In first-order GE simulations the free energy surface along λ is flattened, however, “hidden” free energy barriers may exist in the space perpendicular to λ. These “hidden” free energy barriers create a sampling challenge due to slow environmental relaxation. To address this, the second-order GE simulation method, the orthogonal space random walk (OSRW) algorithm, was introduced based on the following modified energy function:

$${\text{U}}_{\text{m}}={\text{U}}_{\text{AMOEBA}}(\lambda )+{\text{f}}_{\text{m}}(\lambda )+{\text{g}}_{\text{m}}(\lambda ,F_{\lambda })$$ Equation 4

where g_m(λ, F_λ) is targeted towards −G_AMOEBA(λ, F_λ) the negative of the free energy profile along (λ, F_λ) in the ensemble corresponding to the energy function U_AMOEBA(λ) − G_AMOEBA(λ), and F_λ = ∂U_AMOEBA(λ) ∂λ In contrast to first-order GE methods, OSRW requires two recursion components to be adaptively updated. The recursion component responsible for g_m(λ, F_λ) is called the “recursion kernel” and the recursion component responsible for f_m(λ) is called the “recursion slave” because its target − G_AMOEBA(λ) can be determined by the target of g_m(λ, F_λ). In our implementation, the recursion slave is determined using the TI relationship and metadynamics is used for the recursion kernel. However, the recursion kernel can be based on any of the three recursion methods discussed above.

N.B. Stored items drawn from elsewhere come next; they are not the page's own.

PR #16, opened 2023-08-24
Finished Level0

oeggy03:
1. Named the bot eggbot
2. Finished level 0: Implement an initial skeletal version of the it that simply greets the user and exits.


oeggy03:
Merged with main

PR #20, opened 2023-08-24
[KamiliArsyad] iP

KamiliArsyad:
## Meowies

> “Meow meow meowies” – My Cat ([source](thecatsite.com))

Meowies meows for your meowness. Check my website [kamiliarsyad.com](kamiliarsyad.com) to find out more!

- Cat-based
- Interactive

All you need to do is, download it from [here](https://kamiliarsyad.com).
- [x] double-click it.
- [ ] add your tasks.
- [ ] let it manage your tasks for you 😉
- [ ] And it is FREE!

Features:

1. Meows
2. Managing tasks
3. Managing deadlines
4. Reminders

In case you are curious about a box of code, here is one to satisfy your curiosity.
```java
public class Main {
        System.out.println("meows");
    }
}
```


src/main/java/duke/UI.java
```diff
@@ -0,0 +1,55 @@
...
+
+        public void bye() {
+            printer("Bye. Hope to see you again soon!");
+        }
+
+        public void echo(String input) {
+            printer(input);
+        }
+
+        private void printer(String input) {
```
thaddeusong: Probably better to use the verb "print" as the method name here.

src/main/java/duke/task/EventTask.java
```diff
@@ -0,0 +1,83 @@
...
+        this.dateEnd = LocalDate.parse(dateEnd);
+    }
+
+    @Override
+    protected String getTaskTypeString() {
+        return squareBracketWrapper("E");
+    }
+
+    @Override
+    protected String saveToFileString() {
```
thaddeusong, line 48: This method sounds like it saves to the file, when it just returns the string in a save format. Maybe a name like toSaveString or toSaveFormat would be better?

src/main/java/duke/task/TaskStorage.java
```diff
@@ -0,0 +1,178 @@
...
+        }
+
+        this.tasks.add(task);
+        this.saveToFile();
+
+        return "added: " + task;
+    }
+
+    /**
+     * Mark a task as done.
```
dhruvir29: The first sentence of the JavaDoc comment should start with Returns, Sends, Adds instead of Return, Send, Add. Perhaps change this to "Marks a task as done".

src/main/java/duke/task/TaskStorage.java
```diff
@@ -0,0 +1,178 @@
...
+     */
+    public String markAsDone(int index) {
+        this.tasks.get(index).markAsDone();
+        this.saveToFile();
+        return "Nice! I've meowrked this task as done:\n"
+                + "    " + this.tasks.get(index);
+    }
+
+    /**
+     * Unmark a task as done.
```
dhruvir29: Similarly, consider changing this to "Unmarks a task as done".

src/main/java/duke/task/TaskStorage.java
```diff
@@ -0,0 +1,178 @@
...
+     */
+    public String unmarkAsDone(int index) {
+        this.tasks.get(index).unmarkAsDone();
+        this.saveToFile();
+        return "Oh meow! I've marked this task as undone :( :\n"
+                + "    " + this.tasks.get(index);
+    }
+
+    /**
+     * Delete a task.
```
dhruvir29: Similarly, "Deletes a task".

src/main/java/duke/task/TaskStorage.java
```diff
@@ -0,0 +1,178 @@
...
+        Task task = this.tasks.get(index);
+        this.tasks.remove(index);
+        this.saveToFile();
+        return "Noted. I've removed this task:\n"
+                + "    " + task + "\n"
+                + "    " + "Now you have " + this.tasks.size() + " tasks in the list.";
+    }
+
+    /**
+     * Find tasks that contain the keyword.
```
dhruvir29: Similarly, "Finds tasks that contain the keyword"

src/main/java/duke/InputHandler.java
```diff
@@ -0,0 +1,61 @@
+package duke;
+
+import java.util.Scanner;
+
+import duke.task.TaskStorage;
+
+class InputHandler {
```
dhruvir29: Perhaps add a header comment for the class InputHandler as it seems to be a requirement.

PR #38, opened 2023-08-25
[Rongzhi] iP

rngzhi:
# Jarvis Chatbot
> "Jarvis, sometimes you gotta run before you can walk." - Tony Stark

## Description
The name **Jarvis** stands for [Just A Rather Very Intelligent System](https://en.wikipedia.org/wiki/J.A.R.V.I.S.). This pull request adds task management capabilities to the Jarvis chatbot, allowing users to 
* Create tasks
* List tasks
* Mark tasks as completed

**Jarvis** currently supports three kinds of tasks:
*1. ToDo: without time component*
*2. Deadline: with a due time*
*3. Event: consists of a start time(from) and an end time(to)*

The task management feature enhances Jarvis's utility by enabling users to keep track of their to-do list without leaving the chat interface.

## Features
- [x] Task Management
- [ ] Check tasks with given date(coming in next update)
- [ ] Store tasks in disk(coming in next update)

## How to Test
1. Install the Jarvis chatbot on your preferred platform.
2. Run `Jarvis` file to launch the chatbot 🥰

___
### If you are a Java programmer, you can also use it to practice Java. Here's the `main` method:
```java
    Jarvis chatbot = new Jarvis("records.txt");
    chatbot.run();
}
```


src/main/java/ContentMissingException.java
```diff
@@ -0,0 +1,14 @@
+public class ContentMissingException extends JarvisException{
```
RoeReRe, line 1: Missing JavaDoc all many classes?

src/main/java/Jarvis.java
```diff
@@ -0,0 +1,59 @@
...
+                break;
+            }
+            horizontal_line_printer();
+            System.out.println(input);
+            horizontal_line_printer();
+        }
+        sc.close();
+    }
+
+    public static void manage_tasks(List<Task> taskList) {
```
RoeReRe, line 50: Perhaps its better to camel case your method names?

src/main/java/TaskManagement.java
```diff
@@ -0,0 +1,183 @@
...
+            System.out.println(" Noted. I've removed this task:");
+            System.out.println("\t" + target.toString());
+            Jarvis.horizontal_line_printer();
+
+        } catch (IndexOutOfBoundsException e) {
+            throw new InvalidTaskIndexException(index);
+        }
+    }
+
+    private void add_task(String input) throws ContentMissingException, InvalidCommandException {
```
RoeReRe, line 119: Would just wrapping these under JarvisException be an issue?

src/main/java/JarvisException.java
```diff
@@ -0,0 +1,6 @@
+public class JarvisException extends Exception{
```
RoeReRe, line 1: I like how you extended from JarvisException to differentiate the different types of errors.

src/main/java/JarvisException.java
```diff
@@ -0,0 +1,6 @@
...
+    @Override
+    public String getMessage() {
+        return "OOPS!!! ";
```
RoeReRe, line 4: Perhaps leaving the whitespace for the inherited classes would be clearer? One would have to be cognisant that the parent class already has a whitespace; and this isn't consistent with how other Java exceptions are implemented.

```suggestion
        return "OOPS!!!";
```

RoeReRe (commented):
Hi! I'm assigned your repo for the 2nd PR review for iP.

I think your code is quite nicely implemented! However, I think Javadoc is mandatory for the iP and we have to be quite careful with how we name methods or risk penalization.

All the best!

src/main/java/ContentMissingException.java
coderhuang559, line 1: Perhaps MissingContentException sounds smoother?

src/main/java/TaskManagement.java
```diff
@@ -0,0 +1,183 @@
...
+                }
+            } catch (ContentMissingException | InvalidTaskIndexException
+                     | InvalidCommandException e) {
+                System.out.println(e.getMessage());
+            }
+        }
+        sc.close();
+    }
+
+    private void list_printer() {
```
coderhuang559, line 62: Maybe camelCase your method names. There are a few other instances as well.

src/main/java/Task.java
```diff
@@ -0,0 +1,27 @@
...
+
+
+
+    public Task(String content) {
+        this.content = content;
+        this.isDone = false;
+    }
+
+    public void mark() {
+        this.isDone = true;
```
coderhuang559, line 13: isDone is a good boolean name. Good job! 😁

src/main/java/TaskManagement.java
```diff
@@ -0,0 +1,183 @@
+import java.security.Key;
+import java.util.List;
+import java.util.Scanner;
+
+public class TaskManagement {
+    private List<Task> taskList;
+    enum Keyword {
```
coderhuang559, line 7: Creative way to handle user commands!

src/main/java/TaskManagement.java
```diff
@@ -0,0 +1,183 @@
...
+            return keyword;
+        }
+    }
+
+
+    public TaskManagement(List<Task> taskList) {
+        this.taskList = taskList;
+    }
+
+    public void operate() {
```
coderhuang559, line 28: Very clean code in the `operate` method. Impressive!

coderhuang559 (commented):
Overall good attempt. Some details to fix.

The free energy biasing potential g_m(λ, F_λ) can be obtained by repetitively adding a relatively small Gaussian-shaped repulsive potential:

$$h{e}^{\left(-\frac{{\mid \lambda -\lambda (t_i)\mid }^2}{2w_1^2}\right)}{e}^{\left(-\frac{{\mid F_{\lambda }-F_{\lambda }(t_i)\mid }^2}{2w_2^2}\right)}$$ Equation 5

that is centered at the state [λ(t_i), F_λ(t_i)] being visited at time t_i and thereby discourages the system from often visited configurations. Repeating this procedure builds up the biasing potential

$${\text{g}}_{\text{m}}(\lambda ,F_{\lambda })=\sum _{t_i}h{e}^{\left(-\frac{{\mid \lambda -\lambda (t_i)\mid }^2}{2w_1^2}\right)}{e}^{\left(-\frac{{\mid F_{\lambda }-F_{\lambda }(t_i)\mid }^2}{2w_2^2}\right)}$$ Equation 6

and eventually flattens the underlying curvature of the free energy surface along the (λ, F_λ) space. Then, as in traditional metadynamics simulations, the free energy profile along the reaction coordinate (λ, F_λ) will eventually converge to −G_AMOEBA(λ, F_λ) and is estimated as −g_m(λ, F_λ). For any state λ́, the generalized force distribution should be proportional to e^{{βg_m[λ́F_λ(λ́)]}} and the free energy derivative at each state is

$${\frac{\text{dG}}{\text{d}\lambda }|}_{\acute{\lambda }}=\langle F_{\lambda }(\acute{\lambda })\rangle =\frac{{\int }_{F_{\lambda }}{F}_{\lambda }{\text{e}}^{[\beta {\text{g}}_{\text{m}}(\lambda ,F_{\lambda })]}\delta (\lambda -\acute{\lambda })}{{\int }_{F_{\lambda }}{\text{e}}^{[\beta g_{\text{m}}(\lambda ,F_{\lambda })]}\delta (\lambda -\acute{\lambda })}$$ Equation 7

Following the thermodynamic integration formula, the free energy change between the initial state λ_i (for example λ_i=0) and the target state λ (for example λ=1) is given by

$${\text{G}}_{\text{AMOEBA}}(\lambda )={\int }_{{\lambda }_i}^{\lambda }{\frac{\text{dG}}{\text{d}\lambda }|}_{\acute{\lambda }}\text{d}\acute{\lambda }$$ Equation 8

In our OSRW implementation, the metadynamics strategy described in Eq. 6 serves as the recursion kernel and the TI based formula (Eqs. 7 and 8) serves as the recursion slave with f_m(λ) set recursively as the instantaneous estimation of − G_AMOEBA(λ)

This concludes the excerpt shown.